What is certain is that the professionalisation of the sector naturally pushes towards greater structure. Property management companies like Nexstay work with registered owners and support transitions as the framework evolves.

Classic mistakes, told without condescension

First, wrong pricing. Many property owners set their price by looking at their immediate neighbourhood, without accounting for fine-grained seasonality, events (Carthage Festival, Ramadan, Tunisian and French school holidays that don't coincide), or the quality positioning of their property. The result: too expensive in low season, too cheap in high season. In both cases, income is left on the table.

Then, photos. This is the guest's first contact with your property, and yet it's often treated as a formality. Photos taken with a smartphone on a late afternoon in a cluttered apartment produce a cluttered apartment. A professional photographer for a one-hour session costs between 250 and 400 DT — an investment recovered on the first additional booking it generates.

Finally, the absence of clear house rules. Without ground rules defined in advance, each guest interprets the property in their own way. And when a problem arises — a damaged piece of furniture, a neighbour woken at 3 am — the owner finds themselves in a difficult position to seek accountability.

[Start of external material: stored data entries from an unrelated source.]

PR #577, opened 2021-07-06
i.sentinel.import: Improved cloud masking

fkroeber:
Suggestion for improved cloud masking during import based on the Level-2A inherent cloud probability layer (QI_DATA/*CLDPRB_20m) and scene classification layer (IMG_DATA/R20m/*SCL_20m) instead of the previously used MSK_CLOUDS layer (QI_DATA). The latter didn't include the possibility to mask cloud shadows and areas of clouds were masked less accurately. The comparison below presents the cloud masking output based on the proposed changes in i.sentinel.import (second image) and the result of the current version of i.sentinel.import (last image).

grafik
grafik
grafik

### DIFF
--- a/src/imagery/i.sentinel/i.sentinel.import/i.sentinel.import.html
+++ b/src/imagery/i.sentinel/i.sentinel.import/i.sentinel.import.html
@@ -120,8 +120,8 @@ This mask is based on the cloud probability layer which is part of each Level2A 
 By specifying the <b>cloud_*</b>-options the creation of the cloud mask can be controlled.
 The default cloud masking threshold applied to the probability layer is set to 65%, which corresponds to
 the classification of such areas as most likely cloudy according to the ESA classification scheme used for the creation of the SCL layer.
-The SCL Layer itself is used if shadow masks should be included in the _MSK_CLOUDS layer. This requires to set <em>cloud_shadows=yes</em>,
-which includes shadows as part of the output layer. The area threshold parameter allows to exclude
+The SCL Layer itself is used if shadow masks should be included in the _MSK_CLOUDS layer. This requires to call the <b>-s</b> flag,
+which adds shadows as part of the _MSK_CLOUDS output layer. The area threshold parameter allows to exclude
 small areas of cloud and shadow cover, which in case of vector outputs tend to increase the computational speed.
 Note that the resolution of the _MSK_CLOUDS layer (20m) is determined by the native resolution of the
 cloud probability layer and the SCL layer, respectively.
--- a/src/imagery/i.sentinel/i.sentinel.import/i.sentinel.import.html
+++ b/src/imagery/i.sentinel/i.sentinel.import/i.sentinel.import.html
@@ -6,9 +6,9 @@ module.
 
 <p>
 By default <em>i.sentinel.import</em> imports all Sentinel scene files found
-in the <b>input</b> directory. The number of scene files can be optionally 
-reduced by the <b>pattern_file</b> option. In this option, a regular expression 
-for filtering the file names should be given, e.g. "MSIL2A.*T32VNR_2019" for 
+in the <b>input</b> directory. The number of scene files can be optionally
+reduced by the <b>pattern_file</b> option. In this option, a regular expression
+for filtering the file names should be given, e.g. "MSIL2A.*T32VNR_2019" for
 importing only level 2A products for tile T32VNR from 2019.
 <p>
 By default <em>i.sentinel.import</em> imports the full scene. Optionally, the
@@ -17,13 +17,13 @@ import can be reduced to the computational region extent with
 
 <p>
 Note that in the case that spatial reference system of input data differs
-from GRASS GIS location, the input data need to be reprojected with 
+from GRASS GIS location, the input data need to be reprojected with
 <em><a href="https://grass.osgeo.org/grass-stable/manuals/r.import.html">r.import</a></em>. To speed up this
 process, a higher than default value can be specified for the <b>memory</b>
 option.
 
 <p>
-In order to ignore insignificant mismatch of the spatial reference 
+In order to ignore insignificant mismatch of the spatial reference
 systems, the projection check can be suppressed with the <b>-o</b> flag.
 
 <p>
@@ -109,12 +109,22 @@ AZIMUTH_ANGLE_5=295.354861828927<br>
 </tbody>
 </table>
 
+
 <h2>NOTES</h2>
 
 <p>
-If <b>-c</b> flag is given, than also cloud mask file is imported as
-vector map if available. The name of created vector map is determined from
-input Sentinel product.
+<b>Importing cloud and cloud shadow masks:</b>
+
+If <b>-c</b> flag is given, a cloud mask with suffix _MSK_CLOUDS is additionally created.
+This mask is based on the cloud probability layer which is part of each Level2A product.
+By specifying the <b>cloud_*</b>-options the creation of the cloud mask can be controlled.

The reality of income — neither miracles nor disasters

A well-prepared two-bedroom apartment in La Marsa, well photographed, well managed: between 1,600 and 2,800 DT per month over a full year, with peaks of 3,500–4,000 DT in July–August. It's not a fortune, but it's a solid supplementary income for someone with reasonable charges on the property. A studio in Hammamet can generate 6,000 to 8,000 DT over June to September, and almost nothing for the rest of the year. The annual average is often disappointing — but if the property is paid off and the costs are low, the numbers can still work.

What to avoid is projecting solely based on high season. Multiplying July's income by twelve has never worked out for anyone.

"Short-term rental in Tunisia can work very well. But it demands rigour, a clear positioning, and management that leaves nothing to chance."

The Tunisian market has genuine strengths: a cost of living that makes prices competitive for international visitors, a unique cultural and culinary heritage, a network of expatriates and TRE (Tunisians Residing Abroad) that generates steady demand, and a summer season that attracts millions of visitors. These advantages are real. But they don't exploit themselves — they need to be presented with care.